> **DATA FOR PROCESSING**:

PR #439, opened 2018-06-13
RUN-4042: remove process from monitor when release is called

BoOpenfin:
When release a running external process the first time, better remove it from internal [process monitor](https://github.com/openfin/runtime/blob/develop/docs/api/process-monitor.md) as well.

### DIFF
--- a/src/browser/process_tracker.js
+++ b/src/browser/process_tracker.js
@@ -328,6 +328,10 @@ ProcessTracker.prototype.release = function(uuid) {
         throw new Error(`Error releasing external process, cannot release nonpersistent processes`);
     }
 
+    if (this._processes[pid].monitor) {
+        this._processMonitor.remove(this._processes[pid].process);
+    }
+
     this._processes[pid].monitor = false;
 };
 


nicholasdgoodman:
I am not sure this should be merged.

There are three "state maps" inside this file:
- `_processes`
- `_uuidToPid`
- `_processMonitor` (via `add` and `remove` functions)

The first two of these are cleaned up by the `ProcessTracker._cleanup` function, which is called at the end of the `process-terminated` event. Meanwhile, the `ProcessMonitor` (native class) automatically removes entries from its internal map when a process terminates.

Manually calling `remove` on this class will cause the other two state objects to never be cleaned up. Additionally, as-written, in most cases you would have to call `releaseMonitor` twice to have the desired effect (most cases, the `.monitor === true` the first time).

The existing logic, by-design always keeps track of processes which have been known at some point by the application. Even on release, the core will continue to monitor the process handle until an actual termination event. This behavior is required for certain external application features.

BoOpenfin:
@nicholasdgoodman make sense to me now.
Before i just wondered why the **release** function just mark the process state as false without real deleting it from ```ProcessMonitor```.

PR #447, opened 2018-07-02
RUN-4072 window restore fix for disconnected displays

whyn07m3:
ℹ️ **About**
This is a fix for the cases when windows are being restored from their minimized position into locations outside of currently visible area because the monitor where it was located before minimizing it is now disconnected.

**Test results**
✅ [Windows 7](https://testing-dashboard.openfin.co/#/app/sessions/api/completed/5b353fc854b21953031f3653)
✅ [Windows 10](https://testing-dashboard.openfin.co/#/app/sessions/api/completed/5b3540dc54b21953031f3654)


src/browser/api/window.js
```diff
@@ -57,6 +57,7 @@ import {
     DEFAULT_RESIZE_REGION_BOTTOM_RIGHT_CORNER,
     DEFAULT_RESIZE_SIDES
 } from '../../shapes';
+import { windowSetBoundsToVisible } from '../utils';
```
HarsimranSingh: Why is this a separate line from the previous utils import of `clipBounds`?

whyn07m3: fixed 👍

--

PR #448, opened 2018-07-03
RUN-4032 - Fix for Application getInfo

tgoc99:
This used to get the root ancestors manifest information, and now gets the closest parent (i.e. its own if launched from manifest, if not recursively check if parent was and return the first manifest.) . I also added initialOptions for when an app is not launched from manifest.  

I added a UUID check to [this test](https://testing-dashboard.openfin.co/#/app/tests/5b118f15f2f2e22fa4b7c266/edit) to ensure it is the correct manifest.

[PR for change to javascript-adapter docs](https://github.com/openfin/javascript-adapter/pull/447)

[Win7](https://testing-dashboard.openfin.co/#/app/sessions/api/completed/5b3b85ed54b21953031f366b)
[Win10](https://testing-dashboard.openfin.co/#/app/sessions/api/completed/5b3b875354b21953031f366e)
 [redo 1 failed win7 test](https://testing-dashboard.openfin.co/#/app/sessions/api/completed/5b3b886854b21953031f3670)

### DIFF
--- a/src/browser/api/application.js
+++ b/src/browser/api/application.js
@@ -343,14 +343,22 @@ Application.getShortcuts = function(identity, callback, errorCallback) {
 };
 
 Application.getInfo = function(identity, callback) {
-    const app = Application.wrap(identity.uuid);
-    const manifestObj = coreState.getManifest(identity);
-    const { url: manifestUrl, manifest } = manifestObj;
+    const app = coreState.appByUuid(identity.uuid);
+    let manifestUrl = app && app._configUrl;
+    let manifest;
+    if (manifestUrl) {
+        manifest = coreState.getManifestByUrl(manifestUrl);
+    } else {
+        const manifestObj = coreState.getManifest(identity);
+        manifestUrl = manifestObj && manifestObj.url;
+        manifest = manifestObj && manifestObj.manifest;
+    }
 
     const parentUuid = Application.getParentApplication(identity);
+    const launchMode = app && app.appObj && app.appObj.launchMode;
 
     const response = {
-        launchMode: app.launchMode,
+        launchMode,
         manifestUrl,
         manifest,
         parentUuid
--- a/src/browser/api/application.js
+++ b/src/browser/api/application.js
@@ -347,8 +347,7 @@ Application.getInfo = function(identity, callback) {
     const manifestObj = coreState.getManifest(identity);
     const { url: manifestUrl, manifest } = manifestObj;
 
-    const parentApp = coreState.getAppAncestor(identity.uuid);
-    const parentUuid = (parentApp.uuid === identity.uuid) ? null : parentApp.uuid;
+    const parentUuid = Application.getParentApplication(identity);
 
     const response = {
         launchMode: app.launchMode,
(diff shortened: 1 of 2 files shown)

> **ABOUT THIS TASK**:
Whenever the word "dashboard" occurs in a line of the listing above, return that line.

> **ANSWER TO THE EXERCISE**:
✅ [Windows 7](https://testing-dashboard.openfin.co/#/app/sessions/api/completed/5b353fc854b21953031f3653)
✅ [Windows 10](https://testing-dashboard.openfin.co/#/app/sessions/api/completed/5b3540dc54b21953031f3654)
I added a UUID check to [this test](https://testing-dashboard.openfin.co/#/app/tests/5b118f15f2f2e22fa4b7c266/edit) to ensure it is the correct manifest.
[Win7](https://testing-dashboard.openfin.co/#/app/sessions/api/completed/5b3b85ed54b21953031f366b)
[Win10](https://testing-dashboard.openfin.co/#/app/sessions/api/completed/5b3b875354b21953031f366e)
 [redo 1 failed win7 test](https://testing-dashboard.openfin.co/#/app/sessions/api/completed/5b3b886854b21953031f3670)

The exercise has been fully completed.